Data is the cornerstone of large language models (LLMs), but not all data is useful for model learning. Carefully selected data can better elicit the capabilities of LLMs with much less computational overhead. Most methods concentrate on evaluating the quality of individual samples in data selection, while the combinatorial effects among samples are neglected. Even if each sample is of perfect quality, their combinations may be suboptimal in teaching LLMs due to their intrinsic homogeneity or contradiction. In this paper, we aim to uncover the underlying relationships between LLM performance and data selection. Inspired by the information compression nature of LLMs, we uncover an ``entropy law'' that connects LLM performance with data compression ratio and first-epoch training loss, which reflect the information redundancy of a dataset and the mastery of inherent knowledge encoded in this dataset, respectively. Through both theoretical deduction and empirical evaluation, we find that model performance is negatively correlated to the compression ratio of training data, which usually yields a lower training loss. Based on the findings of the entropy law, we propose a quite efficient and universal data selection method named \textbf{ZIP} for training LLMs, which aim to prioritize data subsets exhibiting a low compression ratio.

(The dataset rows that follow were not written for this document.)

PR #155, opened 2020-06-09
Feature/list with avatars

zilaei:
Story can be found under 
Lists -> Grouped list with avatars

### DIFF
--- a/source/components/molecules/GroupedListWithAvatar/GroupedListWithAvatar.js
+++ b/source/components/molecules/GroupedListWithAvatar/GroupedListWithAvatar.js
@@ -41,8 +41,12 @@ const GroupListWithAvatar = props => {
 };
 
 GroupListWithAvatar.propTypes = {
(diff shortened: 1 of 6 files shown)


source/components/molecules/GroupedListWithAvatar/GroupedListWithAvatar.js
```diff
@@ -0,0 +1,48 @@
+import React from 'react';
+import { View, SectionList } from 'react-native';
+import PropTypes from 'prop-types';
+import styled from 'styled-components/native';
+import Text from '../../atoms/Text';
+import AvatarListItem from 'app/components/molecules/ListItem/AvatarListItem'
```
mysticlagoona, line 6: add ;

zilaei:
> Don't know how we should treat the AvatarListItem since it's a molecule but it's also used by another molecules 😁

Don't worry, will figure it out! 👨‍🍳

PR #161, opened 2020-06-12
Feature/update form mock data

TeddyAndersson:
This PR updates the mockdata in order to have more than one Step in a Form. Some adjustments for passing props had to be done.

### DIFF
--- a/source/assets/mock/form-case-ekb.js
+++ b/source/assets/mock/form-case-ekb.js
@@ -24,7 +24,7 @@ const formEkbMockData = {
           footer: {},
           text: {
             colors: {
-              primary: '#00213f',
+              primary: '#00213F',
               secondary: '#733232',
             },
           },
@@ -106,7 +106,7 @@ const formEkbMockData = {
           footer: {},
           text: {
             colors: {
-              primary: '#00213f',
+              primary: '#00213F',
               secondary: '#733232',
             },
           },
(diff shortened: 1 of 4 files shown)


source/components/organisms/Step/Step.js
```diff
@@ -44,6 +48,7 @@ function Step({
   onFieldChange,
   isBackBtnVisible,
 }) {
+  console.log(fields);
```
dannil76, line 51: should remove development related code

source/containers/Form/Form.js
```diff
@@ -31,12 +31,14 @@ function Form({ startAt, steps, firstName, onClose }) {
       <FormStepper active={formState.counter}>
         {formState.steps.map(step => (
           <Step
+            banner={{ iconSrc: step.icon }}
```
dannil76, line 34: perhaps step obj could be destructed at row 32?

source/assets/mock/form-case-ekb.js
```diff
@@ -24,7 +24,7 @@ const formEkbMockData = {
           footer: {},
           text: {
             colors: {
-              primary: '#00213f',
+              primary: '#00213F',
```
dannil76, line 27: should be lowercase

TeddyAndersson: Why lowercase? We are handling all other hexcodes with uppercase?

dannil76: just do as I tell you

PR #168, opened 2020-06-25
Update styling options on Input component 

jwinding:
It now fetches color scheme from colors.js, in an attempt to streamline how we handle color themes


TeddyAndersson:
We actually have a theme context that takes care of this. So you can access the colors directly from the theme context and there by skip the import :)
Look in the styles folder (y)

PR #170, opened 2020-06-25
Feature/submit case

TeddyAndersson:
The application can now submit a case request towards an api.


jwinding:
Fixed SUMBIT -> SUBMIT spelling error, and a bit more seriously, a bug that made the api-request not correctly formed when not passing any form-data.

Based on a multi-stage algorithm that selects diverse data in a greedy manner, we can obtain a good data subset with satisfactory diversity. Extensive experiments have been conducted to validate the entropy law and the superiority of ZIP across different LLM backbones and alignment stages. We also present an interesting application of entropy law that can detect potential performance risks at the beginning of model training.

翻译：数据是大语言模型（LLM）的基石，但并非所有数据都对模型学习有益。经过精心筛选的数据能以更少的计算开销更好地激发LLM的能力。现有方法多集中于评估数据中单个样本的质量，却忽略了样本间的组合效应。即使每个样本质量都极高，由于其内在的同质性或矛盾性，它们的组合在教导LLM时仍可能效果欠佳。本文旨在揭示LLM性能与数据选择之间的深层关系。受LLM信息压缩本质的启发，我们揭示了一条“熵律”，它将LLM性能与数据压缩率及首轮训练损失联系起来——这两者分别反映了数据集的信息冗余度以及模型对该数据集编码的内在知识的掌握程度。通过理论推导与实证评估，我们发现模型性能与训练数据的压缩率呈负相关，而较低的压缩率通常对应更低的训练损失。基于熵律的发现，我们提出了一种高效且通用的数据选择方法**ZIP**，用于LLM训练，其核心是优先选择具有低压缩率的数据子集。通过采用多阶段贪心算法选择多样化数据，我们能够获得具有良好多样性的优质数据子集。大量实验验证了熵律的有效性以及ZIP方法在不同LLM主干模型和对齐阶段上的优越性。我们还展示了熵律的一项有趣应用：它能在模型训练初期检测潜在的性能风险。